Einnahme von Aspirin führt bei den am stärksten gefährdeten Personen zu einer größeren Verringerung des Risikos für kolorektalen Krebs
02.08.2024 Die regelmäßige Einnahme von Aspirin kann dazu beitragen, das Darmkrebsrisiko bei Menschen mit größeren lebensstilbedingten Risikofaktoren für die Krankheit zu senken, so eine Studie unter Leitung von Forschern des Mass General Brigham. Die in der Fachzeitschrift JAMA Oncology veröffentlichte Studie könnte einen differenzierteren Ansatz für die präventive Einnahme von Aspirin fördern.
„Wir haben versucht, Personen zu identifizieren, die mit größerer Wahrscheinlichkeit von Aspirin profitieren, um individuellere Präventionsstrategien zu ermöglichen“, sagte Co-Autor Dr. Andrew Chan vom Massachusetts General Hospital (MGH).

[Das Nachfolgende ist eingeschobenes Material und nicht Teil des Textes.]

PR #9368, opened 2023-11-25
Server: Resolves #9355: Add sync debug page to Joplin Server

### LINKED ISSUE #9355: Joplin Server: Add ability to get a sync debug log
Currently, it's difficult to debug sync issues. A debug log from the server could help with this.

The log could contain the following information:
- A list of synced notebook IDs
    - Truncated (e.g. first 4 characters)? I don't think keeping note/notebook IDs private is important, but I would like confirmation on this.
- A list of synced note IDs
    - Also include revisions?
- A list of synced  resource IDs
- What notes/notebooks would be synchronized on a first sync (output of an empty `diff`)

Other information that might be helpful to include:
- Last modified and created timestamps for notes/notebooks
- More information about the query used to get the `diff` (see [comment](https://github.com/laurent22/joplin/issues/9219#issuecomment-1817791314))

personalizedrefrigerator:
# Summary

Adds a new `/sync_debug` route to Joplin Server that provides the following information:
- whether an item is on the server
- whether an item shows up in the initial `diff`

To take advantage of existing rate-limiting code, information is fetched from a client-side script rather than on the server.

Resolves #9355.

# Notes

Joplin Server doesn't seem to have a bundler or other workflow set up for converting TypeScript to client-side JavaScript. As such, most of the new code is in **JavaScript, rather than TypeScript.** 

# Screenshot

screenshot of the debug page

# Testing plan

1. Start Joplin Server in development mode
2. Sync a client to Joplin Server
3. Copy the markdown link to a note
4. Open `http://localhost:22300/sync_debug` in a browser
5. Paste the markdown link into the `Check if an item is present on the server` input box and press `Submit`
6. Paste the markdown link into the `Check if an item is in the diff used for an initial sync` input box and press `Submit`
7. Repeat for a resource with a file URL, the external link to a notebook, and a note uuid
8. Repeat with a UUID that does not correspond to an item


packages/server/package.json
```diff
@@ -12,14 +12,14 @@
     "devDropDb": "node dist/app.js --env dev --drop-db",
     "start": "node dist/app.js",
     "generateTypes": "rm -f db-buildTypes.sqlite && yarn run start --env buildTypes migrate latest && node dist/tools/generateTypes.js && mv db-buildTypes.sqlite schema.sqlite",
-    "tsc": "tsc --project tsconfig.json",
+    "tsc": "tsc --build",
```
personalizedrefrigerator: I added TypeScript support to the `public` directory on Joplin Server by creating a separate `tsconfig.json`.

This seems necessary because:
- The existing `tsconfig.json` outputs to a separate `dist/` folder (which does not contain the `public/` folder).
- The existing `tsconfig.json` creates CommonJS modules and includes references to `exports` (e.g. `Object.defineProperty(exports, "__esModule", { value: true });`) that won't work in a browser (without extra libraries/configuration).

This is done using [TypeScript project references](https://www.typescriptlang.org/docs/handbook/project-references.html). This allows the main TypeScript files and the `public/` TypeScript files to be built with a single `tsc` call.

However, this also [causes `.d.ts` files to be emitted](https://www.typescriptlang.org/docs/handbook/project-references.html#composite) ("declaration" must be enabled). This isn't necessary and is currently causing CI to fail. As such, it may make sense to instead create a Gulp task that handles building the different TypeScript components.

Alternatively, these scripts could be bundled with Webpack. (We aren't using `import`s at present, so for now at least, this isn't necessary).

packages/utils/package.json
```diff
@@ -20,6 +20,7 @@
   "scripts": {
     "tsc": "tsc --project tsconfig.json",
     "watch": "tsc --watch --preserveWatchOutput --project tsconfig.json",
+    "build": "yarn run tsc",
```
personalizedrefrigerator, line 23: This is currently needed because `yarn run tsc` is run *after* `yarn workspaces foreach --verbose --interlaced --topological run build`. A script run during `yarn ... run build`, however, now relies on `utils` being compiled.

A similar line is added in https://github.com/laurent22/joplin/pull/9360.

packages/server/package.json
```diff
@@ -12,14 +12,14 @@
...
-    "tsc": "tsc --project tsconfig.json",
+    "tsc": "gulp tsc",
     "test": "jest --verbose=false",
     "test-ci": "yarn test",
     "test-debug": "node --inspect node_modules/.bin/jest -- --verbose=false",
     "clean": "gulp clean",
     "populateDatabase": "JOPLIN_TESTS_SERVER_DB=pg node dist/utils/testing/populateDatabase",
     "stripeListen": "stripe listen --forward-to http://joplincloud.local:22300/stripe/webhook",
-    "watch": "tsc --watch --preserveWatchOutput --project tsconfig.json"
+    "watch": "gulp watch"
```
laurent22, line 22: I'm not a fan of moving this to gulp because that's yet another level of indirection. And we used to use gulp for watching and it caused various issues so I'd prefer if we stay as close as possible to the tsc binary for this.

packages/utils/package.json
laurent22: I'd prefer we keep the existing order - install, build, tsc to keeps things more predictable. So far we managed to do this, so we can probably find a solution here too? In some cases I think we use ts-node to run TypeScript files before they've been built, which would be fine.

packages/server/package.json
personalizedrefrigerator: Here are some options:
- Do compilation with [TypeScript project references](https://www.typescriptlang.org/docs/handbook/project-references.html), [as was done in an earlier commit](https://github.com/laurent22/joplin/pull/9368/files/97e3a51069f94abfd898a5d4d28ca8bd9fe2fd74..bff383b10a57bdf2b2f0489dc8c5872ce778822a#diff-e209995cfe9f0a7f8d9cd285e439c8ff1515457dc8a689ce4c3cea2d5b105566).
    - **Benefits:**
        - Calling `tsc` for watching/building only requires one call (e.g. `tsc --build --watch --preserveWatchOutput` or `tsc --build`).
    - **Drawbacks**:
        - [Requires building `.d.ts` files](https://www.typescriptlang.org/docs/handbook/project-references.html#composite) in the referenced project.
        - There doesn't seem to be a way to specify the root `tsconfig.json` file (other than by changing the current working directory). As the `server` package currently specifies a `tsconfig.json` for `build`/`watch` commands, I suspect that specifying the directory with the root `tsconfig.json` is (or was) important.
- Current method &mdash; call `tsc` with `execCommand` from `gulp` (or similar method: Call `tsc` from a `compile-typescript.ts` file run by `ts-node`).
	- **Benefits:**
		- Can watch both projects at the same time
		- Runs `tsc` for both projects during the `tsc` step (rather than during `build`)
		- Works on non-bash-like shells (as opposed to `tsc --watch --project project1 & ; tsc --watch --project project2`)
	- **Drawbacks:**
		- Requires modifying `@joplin/utils` to make `execCommand` available during the `build` step **or** modifying `@joplin/utils` to also export TypeScript files and [moving to a TypeScript gulp configuration file](https://stackoverflow.com/a/49849088). (Alternatively, re-implementing `execCommand`.)
- Create a separate `watch-public` command for the `public/` directory **and** compile both with `tsc --project ./tsconfig.jsoon && tsc --project ./public/tsconfig.json`.
	- **Benefits:**
		- Simple &mdash; doesn't require running `tsc` from JavaScript or significantly changing build flags.
	- **Drawbacks**:
		- `yarn run watch` won't watch the public directory.
- Use `webpack` or `rollup` and a `build-bundled-js` command that runs during `yarn build`.
	- **Benefits**:
		- Allows `import` statements in TypeScript that will be built.
		- Similar to how JavaScript for WebViews, etc. are bundled in other packages (e.g. `app-mobile/`)
	- **Drawbacks**:
		- More complicated to set up
		- Easier to unintentionally bundle large amounts of code

packages/utils/package.json
personalizedrefrigerator: This is currently required to use `execCommand` in `gulpfile.js`.

[There does seem to be a way to run `gulpfile`s with `ts-node`](https://stackoverflow.com/questions/49847926/how-can-i-run-gulp-with-a-typescript-file), but if we switch to a different build method, this shouldn't be necessary (see comment below).

It also might not be sufficient &mdash; `build.ts` is run with `ts-node` in #9360 but still seems to be unable to import `execCommand` on a first build. I think it's related to `@joplin/utils` compiling JavaScript into a `dist/` directory and not exporting the TypeScript?

packages/server/public/css/index/sync_debug.css
```diff
@@ -0,0 +1,37 @@
+
+
```
personalizedrefrigerator: This file should be refactored to comply with Joplin's style guide. (Joplin uses [RCSS](https://ricostacruz.com/rscss/nested-components.html)).

(The RCSS guide assumes SCSS and this file is CSS, but it should still be possible to apply naming conventions, etc.)

packages/utils/package.json
personalizedrefrigerator: It looks like we're also running `tsc` during `build` for `packages/react-native-saf-x` and `packages/fork-htmlparser2`.

I'm not sure using `ts-node` would help here &mdash; https://github.com/laurent22/joplin/pull/9360 uses `ts-node` and is experiencing the same issue.

laurent22:
@personalizedrefrigerator, I was looking at this PR again. Most of the implementation is on client-side however that doesn't really seem necessary? For example, checking if an item is on the server, or part of that initial diff, can be done server-side. In fact in general we mostly do things server-side in Joplin Server/Cloud as it's easier to manage and test. Is there any reason why we should do all this client-side?

personalizedrefrigerator:
> @personalizedrefrigerator, I was looking at this PR again. Most of the implementation is on client-side however that doesn't really seem necessary? For example, checking if an item is on the server, or part of that initial diff, can be done server-side. In fact in general we mostly do things server-side in Joplin Server/Cloud as it's easier to manage and test. Is there any reason why we should do all this client-side?

It was originally done server-side and generated a single, long debug report. However, such checks can take a long time, particularly with a large number of notes. (The code was similar to the disabled [changes](https://github.com/laurent22/joplin/blob/dev/packages/server/src/routes/index/changes.ts) route).

Doing this client-side takes advantage of existing protections against too many requests (and thus makes denial of service attacks more difficult).

personalizedrefrigerator:
I think this pull request would be helpful in resolving [this sync issue](https://discourse.joplinapp.org/t/synch-error/34949).

Would it make sense to implement the sync debug page in JavaScript instead of TypeScript? Doing so would simplify this pull request.

personalizedrefrigerator:
For now, I'm closing this as not planned. If necessary, this pull request can be re-opened in the future.

PR #9386, opened 2023-11-26
Mobile: Resolves #9377: Don't attach empty drawings when a user exits without saving

### LINKED ISSUE #9377: JS-Draw images that are empty are invisible in light theme
### Operating system

Android

### Joplin version

2.13.7

### Desktop version info

_No response_

### Current behaviour

- Create an image
- Discard all changes

=> An empty white image is created. If the light theme is being used it's not possible to see that there's a drawing in the preview

### Expected behaviour

_No response_

### Logs

_No response_

personalizedrefrigerator:
# Summary

Previously, clicking "Draw picture"
1. created a new, empty image resource,
2. attached that resource to the current note, then
3. opened the resource in the image editor.

This pull request changes that behavior to the following:
1. Opens the image editor with no resource
2. On the first save, creates and attaches a new image resource

This prevents empty drawings from being attached to a note when the user clicks "discard changes" or "close" without ever saving the drawing.

> [!NOTE]
>
> This is a **partial fix** that only applies to the note viewer.
> The CodeMirror editor requires a reference to insert text (used for attaching the drawing). This reference is not available while the image editor is visible. This pull request thus only applies the fix in the case where the note viewer is open.
>
> `Note.tsx` will likely require refactoring for a more complete fix. (For example by making the CodeMirror editor watch its `initialText` prop for changes or to send the `insertText` command to the editor by changing a prop).
>

Resolves #9377.

# Testing plan

1. Click "Draw picture" from the note actions menu
2. Click "close"
3. Verify that no new drawing has been attached to the note
4. Click "Draw picture"
5. Draw something and click save
6. Draw something else.
7. Click "close", then "save changes"
8. Verify that the drawing has been attached with changes saved
9. Edit the drawing
10. Make a change
11. Close and save
12. Verify that the changes have been saved
13. **Android only**:
    1. Click "draw picture"
    2. Draw something
    3. Click "save"
    4. Forward a port from the Android device to the computer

Für die Studie analysierten die Forscher die Gesundheitsdaten von 107.655 Teilnehmern der Nurses‘ Health Study und der Health Professionals Follow-Up Study. Sie verglichen die Darmkrebsraten derjenigen, die regelmäßig Aspirin einnahmen, mit denen von Personen, die nicht regelmäßig Aspirin einnahmen. Die regelmäßige Einnahme von Aspirin war definiert als zwei oder mehr Tabletten in Standarddosis (325 mg) pro Woche oder tägliches niedrig dosiertes Aspirin (81 mg).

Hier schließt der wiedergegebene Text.